• _YOUR INSTRUCTIONS_
Look through the listing and locate every line containing the word "reading"; copy those lines.

::::

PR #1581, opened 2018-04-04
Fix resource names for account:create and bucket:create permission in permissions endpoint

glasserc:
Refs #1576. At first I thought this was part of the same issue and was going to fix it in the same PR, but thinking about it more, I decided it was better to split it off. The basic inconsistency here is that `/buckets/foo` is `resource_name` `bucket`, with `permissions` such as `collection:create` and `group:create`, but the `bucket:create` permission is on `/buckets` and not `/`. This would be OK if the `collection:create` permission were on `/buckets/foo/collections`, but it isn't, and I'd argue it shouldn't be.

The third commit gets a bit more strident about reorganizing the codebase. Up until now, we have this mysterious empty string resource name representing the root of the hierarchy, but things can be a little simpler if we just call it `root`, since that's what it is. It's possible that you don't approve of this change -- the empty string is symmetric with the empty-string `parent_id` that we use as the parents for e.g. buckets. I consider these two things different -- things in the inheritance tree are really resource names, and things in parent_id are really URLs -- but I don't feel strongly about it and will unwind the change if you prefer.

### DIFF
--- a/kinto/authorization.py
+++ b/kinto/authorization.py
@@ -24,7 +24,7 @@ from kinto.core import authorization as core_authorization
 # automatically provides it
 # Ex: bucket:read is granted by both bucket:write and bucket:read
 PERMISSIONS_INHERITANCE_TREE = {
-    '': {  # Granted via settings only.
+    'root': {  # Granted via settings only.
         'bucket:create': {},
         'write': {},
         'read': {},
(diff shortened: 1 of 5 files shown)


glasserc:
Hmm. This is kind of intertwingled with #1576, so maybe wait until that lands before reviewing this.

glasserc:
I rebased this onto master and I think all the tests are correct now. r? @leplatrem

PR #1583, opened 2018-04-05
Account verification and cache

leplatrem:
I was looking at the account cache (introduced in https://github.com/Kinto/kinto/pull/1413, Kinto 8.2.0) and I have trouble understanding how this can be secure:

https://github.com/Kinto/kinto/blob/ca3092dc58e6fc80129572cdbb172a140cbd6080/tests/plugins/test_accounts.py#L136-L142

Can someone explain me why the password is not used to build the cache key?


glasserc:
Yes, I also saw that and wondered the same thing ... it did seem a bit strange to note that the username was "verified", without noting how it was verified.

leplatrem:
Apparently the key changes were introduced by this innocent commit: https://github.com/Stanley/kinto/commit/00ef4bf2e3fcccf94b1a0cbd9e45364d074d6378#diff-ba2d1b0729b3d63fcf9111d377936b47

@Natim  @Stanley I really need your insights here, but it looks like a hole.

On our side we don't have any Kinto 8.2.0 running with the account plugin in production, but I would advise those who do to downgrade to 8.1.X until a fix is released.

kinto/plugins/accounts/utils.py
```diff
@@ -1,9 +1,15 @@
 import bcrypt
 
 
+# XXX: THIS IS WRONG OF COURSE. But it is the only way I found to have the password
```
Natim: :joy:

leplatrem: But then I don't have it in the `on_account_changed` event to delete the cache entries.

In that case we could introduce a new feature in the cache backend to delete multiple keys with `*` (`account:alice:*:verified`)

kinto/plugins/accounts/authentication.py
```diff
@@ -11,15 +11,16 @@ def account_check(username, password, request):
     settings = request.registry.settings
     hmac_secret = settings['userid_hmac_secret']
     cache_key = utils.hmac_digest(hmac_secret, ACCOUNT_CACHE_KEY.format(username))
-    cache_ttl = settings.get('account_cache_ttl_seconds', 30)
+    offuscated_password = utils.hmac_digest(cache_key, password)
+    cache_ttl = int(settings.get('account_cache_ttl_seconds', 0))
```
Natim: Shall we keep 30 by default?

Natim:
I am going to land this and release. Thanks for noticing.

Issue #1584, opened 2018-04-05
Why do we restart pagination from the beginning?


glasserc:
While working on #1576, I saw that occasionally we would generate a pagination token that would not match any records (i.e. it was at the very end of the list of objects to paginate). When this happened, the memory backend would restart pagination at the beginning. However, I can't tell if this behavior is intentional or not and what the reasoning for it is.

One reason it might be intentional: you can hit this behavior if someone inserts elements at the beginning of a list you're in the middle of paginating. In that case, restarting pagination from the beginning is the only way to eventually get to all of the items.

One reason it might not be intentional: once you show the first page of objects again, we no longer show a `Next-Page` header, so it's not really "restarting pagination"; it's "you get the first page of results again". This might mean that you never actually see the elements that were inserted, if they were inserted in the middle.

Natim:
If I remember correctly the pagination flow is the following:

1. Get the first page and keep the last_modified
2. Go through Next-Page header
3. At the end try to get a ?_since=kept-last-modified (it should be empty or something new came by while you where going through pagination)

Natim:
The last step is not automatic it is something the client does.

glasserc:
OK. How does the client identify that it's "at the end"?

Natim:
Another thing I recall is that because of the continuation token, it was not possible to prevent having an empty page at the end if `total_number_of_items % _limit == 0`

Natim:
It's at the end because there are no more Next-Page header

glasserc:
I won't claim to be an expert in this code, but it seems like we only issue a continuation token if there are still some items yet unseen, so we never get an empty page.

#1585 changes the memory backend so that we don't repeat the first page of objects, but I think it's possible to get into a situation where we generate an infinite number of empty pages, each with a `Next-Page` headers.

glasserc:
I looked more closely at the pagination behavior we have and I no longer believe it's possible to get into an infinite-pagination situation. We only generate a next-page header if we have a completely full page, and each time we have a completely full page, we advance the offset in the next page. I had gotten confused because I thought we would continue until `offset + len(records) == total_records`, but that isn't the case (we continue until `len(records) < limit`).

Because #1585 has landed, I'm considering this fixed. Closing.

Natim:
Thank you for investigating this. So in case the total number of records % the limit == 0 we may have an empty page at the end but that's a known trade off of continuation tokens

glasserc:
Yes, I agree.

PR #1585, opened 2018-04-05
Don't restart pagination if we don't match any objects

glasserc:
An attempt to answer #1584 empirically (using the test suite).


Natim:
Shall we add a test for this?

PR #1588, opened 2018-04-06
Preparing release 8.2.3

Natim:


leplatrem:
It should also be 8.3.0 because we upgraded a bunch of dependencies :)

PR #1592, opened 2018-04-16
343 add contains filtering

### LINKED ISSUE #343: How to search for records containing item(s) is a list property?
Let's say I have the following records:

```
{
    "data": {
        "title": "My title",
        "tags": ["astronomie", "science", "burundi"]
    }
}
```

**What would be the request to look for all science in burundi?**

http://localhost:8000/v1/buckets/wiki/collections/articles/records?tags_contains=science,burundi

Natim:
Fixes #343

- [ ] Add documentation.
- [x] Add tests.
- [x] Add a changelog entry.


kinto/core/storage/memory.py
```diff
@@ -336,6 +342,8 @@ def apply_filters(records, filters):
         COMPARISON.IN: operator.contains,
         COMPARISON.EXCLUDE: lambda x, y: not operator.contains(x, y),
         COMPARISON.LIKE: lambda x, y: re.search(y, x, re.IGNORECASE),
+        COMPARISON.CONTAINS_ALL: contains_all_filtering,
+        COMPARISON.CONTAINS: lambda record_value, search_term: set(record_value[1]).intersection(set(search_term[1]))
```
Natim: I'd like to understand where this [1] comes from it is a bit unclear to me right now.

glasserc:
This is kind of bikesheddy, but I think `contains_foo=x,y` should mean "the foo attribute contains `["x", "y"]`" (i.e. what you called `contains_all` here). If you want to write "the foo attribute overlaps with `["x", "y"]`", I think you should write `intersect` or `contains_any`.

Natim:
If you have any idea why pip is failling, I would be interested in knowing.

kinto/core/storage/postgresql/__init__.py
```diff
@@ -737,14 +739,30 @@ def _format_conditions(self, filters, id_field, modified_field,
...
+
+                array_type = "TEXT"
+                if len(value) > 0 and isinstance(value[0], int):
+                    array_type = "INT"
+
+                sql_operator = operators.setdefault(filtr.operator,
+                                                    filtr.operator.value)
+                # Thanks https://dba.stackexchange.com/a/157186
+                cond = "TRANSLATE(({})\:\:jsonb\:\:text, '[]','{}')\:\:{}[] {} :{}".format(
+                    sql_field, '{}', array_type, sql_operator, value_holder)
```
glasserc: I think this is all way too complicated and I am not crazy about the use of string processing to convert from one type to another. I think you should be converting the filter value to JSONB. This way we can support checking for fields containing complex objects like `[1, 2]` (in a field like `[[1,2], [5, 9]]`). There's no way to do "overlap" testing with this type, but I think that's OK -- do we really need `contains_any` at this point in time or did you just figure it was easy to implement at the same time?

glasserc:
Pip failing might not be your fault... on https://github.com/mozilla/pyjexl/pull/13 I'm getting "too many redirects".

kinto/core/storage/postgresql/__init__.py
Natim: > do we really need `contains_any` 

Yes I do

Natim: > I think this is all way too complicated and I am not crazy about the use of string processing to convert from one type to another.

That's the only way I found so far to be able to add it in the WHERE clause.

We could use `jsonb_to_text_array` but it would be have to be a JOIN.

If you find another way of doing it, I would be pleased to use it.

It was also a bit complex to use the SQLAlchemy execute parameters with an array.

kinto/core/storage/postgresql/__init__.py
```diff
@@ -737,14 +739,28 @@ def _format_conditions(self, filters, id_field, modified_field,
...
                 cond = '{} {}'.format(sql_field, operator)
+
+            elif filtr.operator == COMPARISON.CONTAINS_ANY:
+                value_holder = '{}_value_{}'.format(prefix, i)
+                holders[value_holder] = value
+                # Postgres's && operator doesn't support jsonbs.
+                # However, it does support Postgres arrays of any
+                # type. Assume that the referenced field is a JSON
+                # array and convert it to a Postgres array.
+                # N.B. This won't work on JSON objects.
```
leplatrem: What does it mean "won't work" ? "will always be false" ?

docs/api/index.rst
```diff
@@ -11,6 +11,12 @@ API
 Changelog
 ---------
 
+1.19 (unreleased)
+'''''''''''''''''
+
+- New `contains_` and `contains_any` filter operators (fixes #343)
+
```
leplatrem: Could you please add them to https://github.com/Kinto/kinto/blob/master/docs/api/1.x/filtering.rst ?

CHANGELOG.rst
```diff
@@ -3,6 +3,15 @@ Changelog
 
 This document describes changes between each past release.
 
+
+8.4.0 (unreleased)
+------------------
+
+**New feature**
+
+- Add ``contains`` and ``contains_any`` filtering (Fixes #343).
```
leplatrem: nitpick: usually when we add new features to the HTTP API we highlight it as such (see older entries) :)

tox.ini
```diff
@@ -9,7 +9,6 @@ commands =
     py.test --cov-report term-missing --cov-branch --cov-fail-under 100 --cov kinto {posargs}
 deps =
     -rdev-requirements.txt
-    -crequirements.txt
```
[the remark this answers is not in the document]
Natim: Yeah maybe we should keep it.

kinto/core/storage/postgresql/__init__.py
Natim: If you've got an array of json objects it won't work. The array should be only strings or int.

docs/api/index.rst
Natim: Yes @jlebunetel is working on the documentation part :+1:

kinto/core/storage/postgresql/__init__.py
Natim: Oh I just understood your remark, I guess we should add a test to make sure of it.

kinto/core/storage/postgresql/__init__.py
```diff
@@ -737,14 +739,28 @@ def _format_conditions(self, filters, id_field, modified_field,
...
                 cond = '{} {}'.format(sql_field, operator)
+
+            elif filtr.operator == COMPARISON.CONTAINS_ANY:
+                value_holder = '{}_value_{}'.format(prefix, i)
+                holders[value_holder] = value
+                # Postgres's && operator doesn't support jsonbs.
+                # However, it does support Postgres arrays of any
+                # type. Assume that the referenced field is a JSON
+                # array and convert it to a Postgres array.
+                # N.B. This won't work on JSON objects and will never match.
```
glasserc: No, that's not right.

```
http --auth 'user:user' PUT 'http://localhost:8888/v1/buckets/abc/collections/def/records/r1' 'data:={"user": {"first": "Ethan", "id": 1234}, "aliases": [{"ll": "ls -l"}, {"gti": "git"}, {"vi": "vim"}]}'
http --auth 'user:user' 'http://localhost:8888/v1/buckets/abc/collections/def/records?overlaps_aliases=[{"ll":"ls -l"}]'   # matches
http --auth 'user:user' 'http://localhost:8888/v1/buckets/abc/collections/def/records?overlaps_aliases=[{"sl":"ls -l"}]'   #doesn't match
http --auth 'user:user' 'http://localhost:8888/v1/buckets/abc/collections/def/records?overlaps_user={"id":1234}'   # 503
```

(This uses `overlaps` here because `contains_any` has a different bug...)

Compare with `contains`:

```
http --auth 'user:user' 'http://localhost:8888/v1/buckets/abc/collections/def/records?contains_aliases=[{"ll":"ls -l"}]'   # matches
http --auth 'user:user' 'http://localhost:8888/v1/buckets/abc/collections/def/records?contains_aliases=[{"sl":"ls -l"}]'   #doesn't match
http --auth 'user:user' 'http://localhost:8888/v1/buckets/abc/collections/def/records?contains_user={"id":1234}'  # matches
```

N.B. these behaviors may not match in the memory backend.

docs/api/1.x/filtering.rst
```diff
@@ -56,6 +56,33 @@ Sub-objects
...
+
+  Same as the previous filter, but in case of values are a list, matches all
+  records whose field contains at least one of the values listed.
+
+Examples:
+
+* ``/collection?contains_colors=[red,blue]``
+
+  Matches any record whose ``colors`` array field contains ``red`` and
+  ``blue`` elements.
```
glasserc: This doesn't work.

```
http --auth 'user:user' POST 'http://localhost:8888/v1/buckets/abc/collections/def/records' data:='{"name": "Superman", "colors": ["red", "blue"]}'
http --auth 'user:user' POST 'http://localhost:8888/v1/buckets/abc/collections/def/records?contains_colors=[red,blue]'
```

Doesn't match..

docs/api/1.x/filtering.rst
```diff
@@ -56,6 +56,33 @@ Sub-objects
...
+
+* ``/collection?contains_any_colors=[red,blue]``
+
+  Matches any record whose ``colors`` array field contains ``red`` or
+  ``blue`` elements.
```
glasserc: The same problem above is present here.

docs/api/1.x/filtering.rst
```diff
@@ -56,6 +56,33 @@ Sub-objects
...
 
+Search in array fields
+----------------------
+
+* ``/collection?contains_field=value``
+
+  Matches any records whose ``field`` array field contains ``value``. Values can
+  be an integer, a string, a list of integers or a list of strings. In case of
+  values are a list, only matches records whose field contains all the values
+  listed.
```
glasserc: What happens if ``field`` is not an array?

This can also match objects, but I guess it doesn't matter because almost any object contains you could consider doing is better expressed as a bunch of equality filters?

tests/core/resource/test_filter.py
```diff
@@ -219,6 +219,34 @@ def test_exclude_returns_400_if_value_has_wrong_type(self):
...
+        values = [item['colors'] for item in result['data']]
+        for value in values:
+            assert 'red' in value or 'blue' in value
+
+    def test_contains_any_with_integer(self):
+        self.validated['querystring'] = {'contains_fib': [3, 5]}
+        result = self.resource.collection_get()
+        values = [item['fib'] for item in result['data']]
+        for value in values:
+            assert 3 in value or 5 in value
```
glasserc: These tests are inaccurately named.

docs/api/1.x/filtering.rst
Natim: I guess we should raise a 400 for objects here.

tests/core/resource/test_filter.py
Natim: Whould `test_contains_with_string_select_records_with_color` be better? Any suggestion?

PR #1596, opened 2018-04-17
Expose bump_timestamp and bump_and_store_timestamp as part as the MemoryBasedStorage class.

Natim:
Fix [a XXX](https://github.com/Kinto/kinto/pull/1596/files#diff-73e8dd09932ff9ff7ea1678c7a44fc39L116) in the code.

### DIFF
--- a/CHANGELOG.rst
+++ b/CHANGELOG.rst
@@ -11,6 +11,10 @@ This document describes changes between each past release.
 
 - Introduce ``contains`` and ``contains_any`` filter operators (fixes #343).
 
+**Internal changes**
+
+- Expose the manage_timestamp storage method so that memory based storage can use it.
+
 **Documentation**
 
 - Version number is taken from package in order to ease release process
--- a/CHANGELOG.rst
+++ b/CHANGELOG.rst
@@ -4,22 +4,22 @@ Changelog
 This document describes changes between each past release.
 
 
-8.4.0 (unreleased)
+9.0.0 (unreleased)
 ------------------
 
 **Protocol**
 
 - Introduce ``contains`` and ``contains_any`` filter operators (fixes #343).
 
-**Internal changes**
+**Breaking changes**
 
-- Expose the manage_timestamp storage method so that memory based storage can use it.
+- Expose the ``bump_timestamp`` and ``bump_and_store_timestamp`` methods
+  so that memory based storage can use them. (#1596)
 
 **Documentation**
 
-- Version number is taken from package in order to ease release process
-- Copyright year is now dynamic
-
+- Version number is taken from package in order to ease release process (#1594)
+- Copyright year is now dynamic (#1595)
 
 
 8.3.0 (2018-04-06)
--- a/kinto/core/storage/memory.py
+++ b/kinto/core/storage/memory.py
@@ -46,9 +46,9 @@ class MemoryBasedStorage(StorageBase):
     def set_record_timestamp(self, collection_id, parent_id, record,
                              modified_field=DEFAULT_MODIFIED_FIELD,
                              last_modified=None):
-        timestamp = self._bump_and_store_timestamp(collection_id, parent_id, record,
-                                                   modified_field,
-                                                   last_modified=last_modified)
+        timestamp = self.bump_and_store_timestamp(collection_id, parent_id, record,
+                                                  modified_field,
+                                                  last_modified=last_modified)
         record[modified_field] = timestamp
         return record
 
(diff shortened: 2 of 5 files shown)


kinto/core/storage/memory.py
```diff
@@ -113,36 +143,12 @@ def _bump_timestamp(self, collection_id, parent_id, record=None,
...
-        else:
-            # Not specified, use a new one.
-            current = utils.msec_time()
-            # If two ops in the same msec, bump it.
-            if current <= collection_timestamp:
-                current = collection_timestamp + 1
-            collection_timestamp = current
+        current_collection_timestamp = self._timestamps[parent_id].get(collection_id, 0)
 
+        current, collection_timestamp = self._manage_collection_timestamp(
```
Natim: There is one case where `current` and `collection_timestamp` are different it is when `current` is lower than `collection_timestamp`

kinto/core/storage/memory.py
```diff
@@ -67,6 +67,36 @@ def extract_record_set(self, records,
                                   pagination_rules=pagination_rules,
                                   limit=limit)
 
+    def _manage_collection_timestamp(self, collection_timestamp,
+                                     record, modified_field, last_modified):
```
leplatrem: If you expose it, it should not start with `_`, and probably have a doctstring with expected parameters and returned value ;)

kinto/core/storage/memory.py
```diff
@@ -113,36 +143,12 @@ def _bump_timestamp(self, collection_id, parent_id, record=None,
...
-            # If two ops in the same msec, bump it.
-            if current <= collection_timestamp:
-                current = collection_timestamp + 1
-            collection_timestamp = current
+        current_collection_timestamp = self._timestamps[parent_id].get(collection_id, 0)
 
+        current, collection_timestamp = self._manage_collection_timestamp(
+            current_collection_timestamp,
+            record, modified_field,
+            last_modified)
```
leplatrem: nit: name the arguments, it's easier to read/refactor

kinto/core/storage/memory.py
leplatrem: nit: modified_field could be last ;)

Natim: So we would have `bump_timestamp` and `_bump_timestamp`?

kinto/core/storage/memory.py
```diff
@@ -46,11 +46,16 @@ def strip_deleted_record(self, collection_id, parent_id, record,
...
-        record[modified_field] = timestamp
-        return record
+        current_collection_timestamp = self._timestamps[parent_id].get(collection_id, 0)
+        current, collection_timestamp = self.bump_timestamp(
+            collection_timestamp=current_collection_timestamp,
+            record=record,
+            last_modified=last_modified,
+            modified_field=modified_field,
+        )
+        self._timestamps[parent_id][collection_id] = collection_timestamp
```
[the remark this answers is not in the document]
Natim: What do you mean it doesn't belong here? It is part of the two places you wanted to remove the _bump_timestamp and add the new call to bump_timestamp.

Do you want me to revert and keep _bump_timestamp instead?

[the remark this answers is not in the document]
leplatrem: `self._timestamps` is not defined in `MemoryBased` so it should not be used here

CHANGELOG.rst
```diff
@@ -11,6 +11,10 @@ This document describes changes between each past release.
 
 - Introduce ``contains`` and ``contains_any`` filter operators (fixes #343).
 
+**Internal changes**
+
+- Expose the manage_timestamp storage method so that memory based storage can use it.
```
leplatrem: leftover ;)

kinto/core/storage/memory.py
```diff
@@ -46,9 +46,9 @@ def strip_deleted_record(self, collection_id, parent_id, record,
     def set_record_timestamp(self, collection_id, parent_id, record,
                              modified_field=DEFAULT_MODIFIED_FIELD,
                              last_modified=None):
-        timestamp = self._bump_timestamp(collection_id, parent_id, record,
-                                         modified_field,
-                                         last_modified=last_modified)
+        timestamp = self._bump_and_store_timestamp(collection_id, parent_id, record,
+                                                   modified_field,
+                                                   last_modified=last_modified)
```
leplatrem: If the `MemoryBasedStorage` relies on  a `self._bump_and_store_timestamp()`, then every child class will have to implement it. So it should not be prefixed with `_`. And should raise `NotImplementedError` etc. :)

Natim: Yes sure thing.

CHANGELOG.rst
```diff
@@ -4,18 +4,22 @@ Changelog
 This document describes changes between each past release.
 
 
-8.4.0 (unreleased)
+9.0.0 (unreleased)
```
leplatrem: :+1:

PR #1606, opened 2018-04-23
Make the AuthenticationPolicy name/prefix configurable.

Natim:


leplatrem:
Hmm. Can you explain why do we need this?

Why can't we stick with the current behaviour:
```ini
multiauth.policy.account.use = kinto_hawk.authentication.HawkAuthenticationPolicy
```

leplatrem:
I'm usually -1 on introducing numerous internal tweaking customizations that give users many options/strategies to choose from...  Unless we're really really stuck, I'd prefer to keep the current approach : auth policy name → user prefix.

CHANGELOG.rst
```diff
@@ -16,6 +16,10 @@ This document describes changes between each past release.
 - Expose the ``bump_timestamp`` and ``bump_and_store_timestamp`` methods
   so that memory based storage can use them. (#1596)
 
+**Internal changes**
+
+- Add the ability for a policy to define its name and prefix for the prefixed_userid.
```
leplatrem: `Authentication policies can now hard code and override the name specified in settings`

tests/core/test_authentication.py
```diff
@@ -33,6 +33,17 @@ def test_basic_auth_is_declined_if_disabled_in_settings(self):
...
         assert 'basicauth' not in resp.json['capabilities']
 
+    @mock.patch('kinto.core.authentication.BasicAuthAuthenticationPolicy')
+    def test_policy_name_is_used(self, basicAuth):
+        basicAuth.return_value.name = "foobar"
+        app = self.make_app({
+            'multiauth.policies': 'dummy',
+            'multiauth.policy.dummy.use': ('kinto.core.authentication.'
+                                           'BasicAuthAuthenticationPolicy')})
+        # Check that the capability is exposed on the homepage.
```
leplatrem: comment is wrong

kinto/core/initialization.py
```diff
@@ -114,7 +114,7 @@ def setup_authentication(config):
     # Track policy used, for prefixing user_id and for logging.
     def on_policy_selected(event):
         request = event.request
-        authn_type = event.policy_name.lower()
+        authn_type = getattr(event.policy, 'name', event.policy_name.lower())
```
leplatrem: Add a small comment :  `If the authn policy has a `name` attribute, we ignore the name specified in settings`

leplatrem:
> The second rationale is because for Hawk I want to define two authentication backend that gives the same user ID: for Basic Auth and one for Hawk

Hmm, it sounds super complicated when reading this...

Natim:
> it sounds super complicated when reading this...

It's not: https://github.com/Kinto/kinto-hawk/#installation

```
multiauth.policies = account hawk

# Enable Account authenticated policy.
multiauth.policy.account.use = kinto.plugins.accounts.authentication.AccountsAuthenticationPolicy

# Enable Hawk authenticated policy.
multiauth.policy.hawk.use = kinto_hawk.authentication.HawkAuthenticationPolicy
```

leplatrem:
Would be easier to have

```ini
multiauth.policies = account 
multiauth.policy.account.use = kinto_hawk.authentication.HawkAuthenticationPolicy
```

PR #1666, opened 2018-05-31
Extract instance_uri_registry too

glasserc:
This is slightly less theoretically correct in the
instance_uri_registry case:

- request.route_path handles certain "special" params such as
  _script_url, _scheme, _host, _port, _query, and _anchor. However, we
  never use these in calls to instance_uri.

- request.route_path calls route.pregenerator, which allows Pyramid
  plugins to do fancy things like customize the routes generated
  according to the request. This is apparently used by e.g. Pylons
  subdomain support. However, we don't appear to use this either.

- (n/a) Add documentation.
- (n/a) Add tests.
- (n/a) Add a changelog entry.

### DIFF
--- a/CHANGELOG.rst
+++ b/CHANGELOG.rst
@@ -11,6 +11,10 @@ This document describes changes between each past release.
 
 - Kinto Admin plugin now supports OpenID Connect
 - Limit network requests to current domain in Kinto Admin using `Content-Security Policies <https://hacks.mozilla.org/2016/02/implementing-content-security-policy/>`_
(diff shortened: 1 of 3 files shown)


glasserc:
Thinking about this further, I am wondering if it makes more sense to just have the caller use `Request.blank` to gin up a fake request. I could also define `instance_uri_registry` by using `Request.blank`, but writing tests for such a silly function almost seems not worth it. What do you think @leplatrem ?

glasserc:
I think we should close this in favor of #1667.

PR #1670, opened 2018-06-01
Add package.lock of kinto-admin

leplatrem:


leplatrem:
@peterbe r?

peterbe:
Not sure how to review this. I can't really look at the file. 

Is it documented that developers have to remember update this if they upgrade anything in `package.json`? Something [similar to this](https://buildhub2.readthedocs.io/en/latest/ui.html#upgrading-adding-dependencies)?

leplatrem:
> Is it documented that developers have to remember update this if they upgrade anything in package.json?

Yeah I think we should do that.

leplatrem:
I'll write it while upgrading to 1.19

::::

• _SOLUTION TO THE PROBLEM_
Hmm, it sounds super complicated when reading this...
> it sounds super complicated when reading this...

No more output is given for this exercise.